1995_08_august_leader01aug

Amid the hype over the battle for the presidency of the Liberal Party in Western Australia, there is cause for concern. The contest has been described as a test for the leadership of the Leader of the Opposition, John Howard. Mr Howard has repeated many times that the organizational wing of the party is not subject to the parliamentary leadership and vice versa. He said before the weekend ballot that he would not back either contestant and he would work with whomever won. That may have been a sensible stand before the vote. It may not be afterwords.

The contest was between former senator Reg Withers and the incumbent Dr David Honey, widely seen as the protege of Senator Noel Crichton-Browne whose forces have attempted (with some success) to install candidates with right-wing views as Liberal candidates in Western Australia.

The effect of this push has been to dump two sitting Liberal MPs in favor of candidates approved by the Crichton-Browne group. It means one, perhaps both, of the dumped Liberals will stand as Independents, to the detriment of the Liberal cause federally. It has meant also that many rank-and-file moderate Liberals in Western Australia have left the party. Come election time that means fewer people working on the ground, once again to the detriment of the Liberal Party federally. That trend will only continue now Dr Honey has beaten Mr Withers, no matter the narrowness of the margin. Mr Withers promised a middle course.

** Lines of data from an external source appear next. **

PR #1316, opened 2026-06-09
test(patterns): add data-testid to dpage pattern inputs and buttons

bin-ario:
This PR gives every visible `<input>` and `<button>` in `getgather/mcp/patterns` a `data-testid` from a shared vocabulary so automated playwright tests can share locator code across brands. The attributes are additive: distillation returns the pattern skeleton as-is and dpage renders its body verbatim, so nothing existing changes behavior.

The vocabulary:

| data-testid               | Used for                                                       |
| ------------------------- | -------------------------------------------------------------- |
| `email`                   | fields that accept an email address only                       |
| `username`                | combo identifier fields (email or phone/username/member number) |
| `password`                | password fields                                                |
| `phone`                   | phone number fields                                            |
| `otp`                     | single verification-code fields                                |
| `otp-0` … `otp-N`         | multi-box OTP fields, 0-based                                  |
| `submit`                  | the primary submit/continue button                             |
| `signin-method-*`         | sign-in method radios and alternate-method buttons             |
| `option-<n>`              | generic choice radios (e.g. YouTube channel picker)            |
| `zip-code`, `answer`      | Amazon ZIP and security-question fields                        |

For `email` vs `username`, the upstream `gg-match` selector is the source of truth since pattern placeholders can be inaccurate: `input#ap_email` → `email`, `input#enterUsername` / `input#identifierId` / `input[name='loginKey']` → `username`.

Hidden helpers (`display: none`, `type=hidden`), `gg-autoclick` elements, and empty match-only buttons are exempt. Traveloka's pre-existing `gg-*` testids are renamed to the shared vocabulary, including its inline script selectors.

A new script, `scripts/check_pattern_testids.py`, enforces the convention: it fails on missing or unknown `data-testid` values, type mismatches, and non-contiguous or 1-based OTP box ids. It runs in `check:all` (and the pre-push hook) as `patterns:check:testids`, and as a `pattern-testids` job in the static-analysis workflow.

### DIFF
--- a/.github/workflows/static-analysis.yml
+++ b/.github/workflows/static-analysis.yml
@@ -60,3 +60,16 @@ jobs:
 
       - name: Check YAML formatting
         run: uv run yamlfix --check $(find . -type f -name '*.yml' -o -name '*.yaml' | grep -v -E '\.venv/|node_modules/|mcp-tools\.yaml')
+
+  pattern-testids:
+    runs-on: ubuntu-22.04
+    timeout-minutes: 5
+    steps:
+      - name: Checkout code
+        uses: actions/checkout@v4
+
+      - name: Prepare back-end environment
+        uses: ./.github/actions/prepare-backend
+
+      - name: Check pattern data-testid convention
+        run: uv run python scripts/check_pattern_testids.py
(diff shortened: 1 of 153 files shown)


broerjuang (approved):
LGTM

PR #1317, opened 2026-06-09
fix(health): use an ephemeral browser for the extended-health probe

bin-ario:
This PR makes `/extended-health` create a short-lived, random-id browser per probe and terminate it when done, instead of reusing the shared noauth browser.

The probe previously ran in the persistent noauth browser, whose id derives from the machine hostname. That caused two problems:

- GitHub-hosted runner hostnames repeat across runs, so a Container-workflow run could inherit the previous run's auto-stopped Daytona sandbox and fail its CDP probe with `400 Bad Request` until auto-delete fired (~75 minutes). This failed the `daytona` job twice on [#1316](https://github.com/remotebrowser/mcp/pull/1316).
- In noauth deployments the hostname-derived browser is the same persistent browser real user flows use, so a health probe shared state with live sessions.

The probe now goes through `short_lived_mcp_tool` (the same primitive the one-off scrape tools use), which gets a `timeout` parameter to keep the probe's previous 3s distillation budget and a `finally` so the browser is terminated even when the probe fails. Each probe pays a browser cold start, which also means it exercises browser creation end-to-end on every run.

Verified against the self-hosted Daytona server: `curl /extended-health` returns `OK IP: ...` in ~4s and the sandbox list is empty afterward.

Note the reconnect-to-stopped-sandbox bug in the Daytona backend (`get_cdp_base_url` not restarting stopped sandboxes) still exists for persistent user browsers and is tracked separately.


getgather/main.py
```diff
@@ -80,8 +81,15 @@ def health():
 @app.get("/extended-health")
 async def extended_health():
     try:
-        result = await remote_zen_dpage_mcp_tool(
-            initial_url="https://ip.fly.dev/ip", result_key="ip_address", timeout=3
+        # A fresh short-lived browser per probe, terminated when done: the probe never touches
+        # the shared noauth browser (which holds real sessions in noauth deployments) and leaves
+        # no sandbox behind for a later run on the same hostname to inherit.
+        _, result = await short_lived_mcp_tool(
```
ariya, line 87: I think eventually `short_lived_mcp_tool` will go away, but this is fine for now.

ariya (approved):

Mr Howard asserts that the organization pre-selects the candidates and the parliamentary wing does not interfere and that conversely the parliamentary wing devises policies and the organisational wing does not interfere. Mr Howard is attempting to say east is east and west is west (so to speak) and never the twain shall meet.

However, there can be a nexus. If membership of the organizational wing is fairly small (and Liberal Party membership have never been very high) branches can be stacked by a determined group with a particular (usually extreme) political agenda _ in a way that goes beyond the ordinary democratic random joining of the party by interested people. The group persuades people by various means to do its bidding, including selecting its candidate in the branch. The candidate then carries the extreme political agenda to the national arena to the embarrassment of the main party.

The trouble for Mr Howard, and indeed any leader of any parliamentary party, is to distinguish the ordinary workings of party democracy from a concerted attempt fundamentally to change the party and its policies _ usually to the party’s detriment because these groups are invariably small and, though convinced they are showing the one true way, do not reflect the values that would make them electable in the eyes of a majority of voters.

The way two very successful Western Australian Liberal candidates have been tipped out, to the consternation of many of their electors, suggests that what happened in Western Australia was the latter.

If Mr Howard thinks that is what has happened in the west, he should realise the twain has met and he should act. Otherwise he might find that in the west at least that the party that he describes as a “broad church” has become a small vestry.